Stored items:
= = = = =

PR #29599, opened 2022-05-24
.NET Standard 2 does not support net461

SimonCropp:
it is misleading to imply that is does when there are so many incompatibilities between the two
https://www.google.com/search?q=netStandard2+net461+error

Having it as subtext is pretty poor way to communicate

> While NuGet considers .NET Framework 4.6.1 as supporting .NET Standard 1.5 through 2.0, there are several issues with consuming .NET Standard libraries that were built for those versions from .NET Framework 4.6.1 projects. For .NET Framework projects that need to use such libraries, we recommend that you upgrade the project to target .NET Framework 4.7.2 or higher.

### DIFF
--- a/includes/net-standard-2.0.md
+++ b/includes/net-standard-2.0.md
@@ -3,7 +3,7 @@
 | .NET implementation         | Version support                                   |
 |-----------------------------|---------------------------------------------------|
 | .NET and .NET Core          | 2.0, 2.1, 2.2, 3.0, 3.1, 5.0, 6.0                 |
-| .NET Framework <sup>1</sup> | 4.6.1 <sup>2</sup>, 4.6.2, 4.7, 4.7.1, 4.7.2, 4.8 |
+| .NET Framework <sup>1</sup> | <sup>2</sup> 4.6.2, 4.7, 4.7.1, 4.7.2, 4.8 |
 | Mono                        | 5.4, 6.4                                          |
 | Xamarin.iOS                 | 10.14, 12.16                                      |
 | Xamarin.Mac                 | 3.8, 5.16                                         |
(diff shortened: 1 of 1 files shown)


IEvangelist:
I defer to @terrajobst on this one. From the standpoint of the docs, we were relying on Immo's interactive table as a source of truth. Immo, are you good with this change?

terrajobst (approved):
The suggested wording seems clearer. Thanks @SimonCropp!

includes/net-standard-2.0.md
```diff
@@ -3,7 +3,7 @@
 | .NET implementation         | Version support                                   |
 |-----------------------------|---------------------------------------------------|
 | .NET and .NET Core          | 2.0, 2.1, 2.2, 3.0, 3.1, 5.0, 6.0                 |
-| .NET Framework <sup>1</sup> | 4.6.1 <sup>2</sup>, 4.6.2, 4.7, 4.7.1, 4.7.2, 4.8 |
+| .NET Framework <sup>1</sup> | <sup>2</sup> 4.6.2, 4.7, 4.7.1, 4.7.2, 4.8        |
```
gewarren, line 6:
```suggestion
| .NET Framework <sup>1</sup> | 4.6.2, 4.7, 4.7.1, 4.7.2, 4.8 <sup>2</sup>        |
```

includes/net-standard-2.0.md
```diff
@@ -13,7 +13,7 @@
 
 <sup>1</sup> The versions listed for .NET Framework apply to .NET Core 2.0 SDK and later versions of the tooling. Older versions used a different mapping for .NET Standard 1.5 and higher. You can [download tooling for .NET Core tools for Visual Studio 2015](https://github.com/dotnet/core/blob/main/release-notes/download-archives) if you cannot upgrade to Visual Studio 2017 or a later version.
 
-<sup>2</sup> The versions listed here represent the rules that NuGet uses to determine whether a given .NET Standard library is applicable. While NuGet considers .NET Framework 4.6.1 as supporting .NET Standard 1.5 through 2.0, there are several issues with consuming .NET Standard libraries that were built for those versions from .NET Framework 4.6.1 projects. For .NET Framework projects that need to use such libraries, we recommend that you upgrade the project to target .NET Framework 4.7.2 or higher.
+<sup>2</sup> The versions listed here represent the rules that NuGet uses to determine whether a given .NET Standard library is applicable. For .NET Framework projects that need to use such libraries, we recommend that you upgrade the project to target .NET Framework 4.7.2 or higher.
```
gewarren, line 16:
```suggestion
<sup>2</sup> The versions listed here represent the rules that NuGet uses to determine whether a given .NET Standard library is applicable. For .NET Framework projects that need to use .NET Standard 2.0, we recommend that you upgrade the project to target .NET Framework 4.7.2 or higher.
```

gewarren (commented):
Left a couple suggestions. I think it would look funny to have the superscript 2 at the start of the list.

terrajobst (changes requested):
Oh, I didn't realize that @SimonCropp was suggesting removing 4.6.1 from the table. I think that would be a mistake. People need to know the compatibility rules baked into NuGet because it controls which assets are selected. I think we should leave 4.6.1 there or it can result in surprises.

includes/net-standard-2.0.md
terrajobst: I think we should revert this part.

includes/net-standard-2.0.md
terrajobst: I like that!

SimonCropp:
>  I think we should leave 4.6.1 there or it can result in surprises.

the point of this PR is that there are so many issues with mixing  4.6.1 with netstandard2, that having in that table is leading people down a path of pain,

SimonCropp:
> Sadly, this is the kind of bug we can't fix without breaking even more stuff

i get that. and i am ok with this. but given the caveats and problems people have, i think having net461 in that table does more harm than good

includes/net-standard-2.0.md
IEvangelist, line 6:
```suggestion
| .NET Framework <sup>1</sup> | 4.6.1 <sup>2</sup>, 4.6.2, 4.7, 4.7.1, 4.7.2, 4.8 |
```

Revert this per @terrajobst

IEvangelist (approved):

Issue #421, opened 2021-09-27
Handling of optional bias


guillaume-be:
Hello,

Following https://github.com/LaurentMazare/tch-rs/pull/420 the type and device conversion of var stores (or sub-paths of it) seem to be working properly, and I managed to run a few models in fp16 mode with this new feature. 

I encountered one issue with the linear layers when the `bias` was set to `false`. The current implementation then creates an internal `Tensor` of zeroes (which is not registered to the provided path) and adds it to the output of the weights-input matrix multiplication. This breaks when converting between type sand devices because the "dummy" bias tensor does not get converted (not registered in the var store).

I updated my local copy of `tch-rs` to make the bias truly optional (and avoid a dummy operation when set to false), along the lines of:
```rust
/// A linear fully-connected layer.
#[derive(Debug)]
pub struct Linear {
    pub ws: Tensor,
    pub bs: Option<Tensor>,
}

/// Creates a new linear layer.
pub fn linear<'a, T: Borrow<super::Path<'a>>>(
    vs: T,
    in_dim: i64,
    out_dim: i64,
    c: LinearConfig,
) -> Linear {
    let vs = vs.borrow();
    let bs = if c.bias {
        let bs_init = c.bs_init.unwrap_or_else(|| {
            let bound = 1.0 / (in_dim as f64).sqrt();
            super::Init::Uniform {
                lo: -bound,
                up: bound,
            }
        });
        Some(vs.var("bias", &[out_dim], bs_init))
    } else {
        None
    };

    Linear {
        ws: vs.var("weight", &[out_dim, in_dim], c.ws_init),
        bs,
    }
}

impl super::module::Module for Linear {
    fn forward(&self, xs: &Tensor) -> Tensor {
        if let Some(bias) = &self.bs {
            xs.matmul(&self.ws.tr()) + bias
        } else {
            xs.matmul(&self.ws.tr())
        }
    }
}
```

= = = = =

» PROBLEM
In the records above, find the lines containing "While" and copy them.

» RESULT
> While NuGet considers .NET Framework 4.6.1 as supporting .NET Standard 1.5 through 2.0, there are several issues with consuming .NET Standard libraries that were built for those versions from .NET Framework 4.6.1 projects. For .NET Framework projects that need to use such libraries, we recommend that you upgrade the project to target .NET Framework 4.7.2 or higher.
-<sup>2</sup> The versions listed here represent the rules that NuGet uses to determine whether a given .NET Standard library is applicable. While NuGet considers .NET Framework 4.6.1 as supporting .NET Standard 1.5 through 2.0, there are several issues with consuming .NET Standard libraries that were built for those versions from .NET Framework 4.6.1 projects. For .NET Framework projects that need to use such libraries, we recommend that you upgrade the project to target .NET Framework 4.7.2 or higher.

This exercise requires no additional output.